エルヴィス・プレスリーは、生まれて初めてすべてをむきだした。かなぐり捨てた。その音楽の外観を突破し、手つかずの内部に突き進み、目前の1音1小節、1語に没頭し続ける元国民的、元歴史的超人気歌手。その歌手の声に、歌い方に、体の動きにこの世の成り行きが、運命がかかっている ―― あたかもそうであるかの如く、<IF I CAN DREAM>の純白の歌唱と切望は、人間のしたり顔と切り捨て、無理解と無関心を超越しつつも、その成り行きと運命をゆっくり運んでいった。それは身を切るような、血のにじむような、命を削るような歌唱だった。最後の1音を歌い放ったあと、持てる限りのエネルギーを使い果たした満身創痍の彼が、自分独りのスタジオの暗転、視聴率70%の特別番組の暗転とともに、その瞬間の偉大さと引き換えに、全く何事もなかったかのように1人の地上の人間へと戻っていく瞬間が忘れられない ――「サンキュー。グッナイ」。


<IF I CAN DREAM>から10年ののち、その保存された純白の切望と叫びは、同じエルヴィスと名の付く24歳の新進イギリス人ロッカーに、異なった経路でリレーされた。エルヴィス・コステロ(ELVIS COSTELLO) の<(WHAT'S SO FUNNY 'BOUT) PEACE, LOVE AND UNDERSTANDING>もまた、ひとつの定型音楽に違いなかった。<IF I CAN DREAM>のバラッド型とは正反対の、パンク・サウンド的定型である。その炸裂するパワー・ポップ的外観の奥でコステロは、先人エルヴィスが挑んだのと同じ命題を抱えていた: 人は聞き飽きたありきたりの言葉のみで出来た歌詞を持つ歌を歌う時、どうするべきなのか。その絶望的定型の前提から、三流のジョークのように周囲を顧みずただ向こう側へと盲目的に突き進むパンクなポップ、つまり、人に笑われるその陳腐な音楽は始まる。

「この荒れ果てた世界を歩きながら / 狂気の沙汰の暗闇に / 光を求める / そして自問する / 希望は枯れたのか / 悲痛と憎悪と / 窮乏しかないのか」。コステロの声は最初の一言、最初の1音からその絶望的定型を、三流のジョークを、人々がその陳腐な音楽に持ち込む偏見と嘲笑の一切を、全身で引き受ける。ソフィア・コッポラ(SOFIA COPPOLA) の2003年映画『LOST IN TRANSLATION』(『ロスト・イン・トランスレーション』) で東京に来たハリウッド・スター役のビル・マーレイが、いかにもカラオケ的にカラオケで残念に歌った曲。10年前に授かった先人エルヴィスの平和と理解を、そのカラオケの秘密の収支のように数え直すべく、コステロは以後の3分半、ポップの怒れる伝道師、狂った道化師を演じる。マーレイにもエルヴィスにも出来ないやり方でその役割を始め、続け、全うし、去り際にその責務を返す代わりにぶち抜く。責務を破壊する。ただ自分自身の音楽の推進力のみによって現われ、消える。

誰がどう見ても陳腐な音楽、どう聴いても嘲笑すべき音楽の中で嘲笑の下の福音を探し出し、暴き、24歳のコステロは、その陳腐な福音を叫び尽くす。その福音にあるのは、自分の歌う言葉がそう簡単に人に伝わることなどないと知る愚者の声である。言葉を拾い、言葉と戯れ、言葉を吐き捨て、その愚者の声は言葉の意味自体ではなく、その言葉が伝えてしまう限界の方を、自らが歌いながら嫌悪してもいたのだ。
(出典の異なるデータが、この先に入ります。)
PR #19022, opened 2023-05-19
db/editMode-docs

pawellysy:
Added Initial docs to EditMode.


pawellysy:
Will be continued here: https://github.com/highcharts/highcharts/pull/19058

PR #19023, opened 2023-05-19
bugfix/18974-cumulative-datagrouping-approximation

### LINKED ISSUE #18974: Highstock cumulative line series y axis labels are wrong
#### Expected behaviour
If i have lots of line data (1000+ data points) and want to view the cumulative line plot, the y axis labels should be correct independent of the chart width.

#### Actual behaviour
The y axis value is displayed incorrectly if the chart is not wide enough.

This example demonstrates the y axis labels incorrectly displayed for cumulative line data with values 1 to 1000.

It shows three charts rendering the same data  but with different widths.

「たとえ落ち込んだって / 叫びたいんだ / 平和と愛と / 理解のどこがそんなにおかしいんだ、って」。ピート・トーマスのやけくそとも言える冗談ドラムスが、孤独なコステロにとって唯一の味方となる全面的リズムとビートの約束を、愚者の突進と一緒になって、終始叩き続ける。最初はあざ笑っていた聴き手が意に反して聴き終わりにそっと駆け出し、逃げ込み、帰還するための空間を、その冗談の響きの中に作り置きしながら。その退避空間はこの曲が終わるまで消えない。終わってからも、しばらく消えない。

一体誰が、そんなことをやりたいと思うだろう。あらかじめ届かないと分かっている音楽を、願いを、誰が届けようとするだろうか。それがこの何百回目の平和と理解の2人のエルヴィスであり、1度限りの2つの声である。この1か月の間、<IF I CAN DREAM>と<(WHAT'S SO FUNNY 'BOUT) PEACE, LOVE AND UNDERSTANDING>の2つの対照的なポップの極が鳴り響かせた等質な平和と理解は、その1か月に耳にしたどの音楽よりもあの出来事の全体について多くを、どのメディアの記事や番組よりも実質を、静かに伝えた。この国の「がんばろう」がこの先何年もの間に奏功する一方で、人々が必要とする真の、現実のスローガンは同じくこの先何年もの間、その意味を絶えず失い続け、そこにある現実と困難とを、絶えず伝え損ね続けていくだろう。それでも我々は、そのスローガンを捨て去りはしない。2人のエルヴィスの平和と理解の音楽を今、それにこれから先耳にする人々がはっと我に返って手を叩き、そう強く確信するとしても不思議はないと思う。まことに。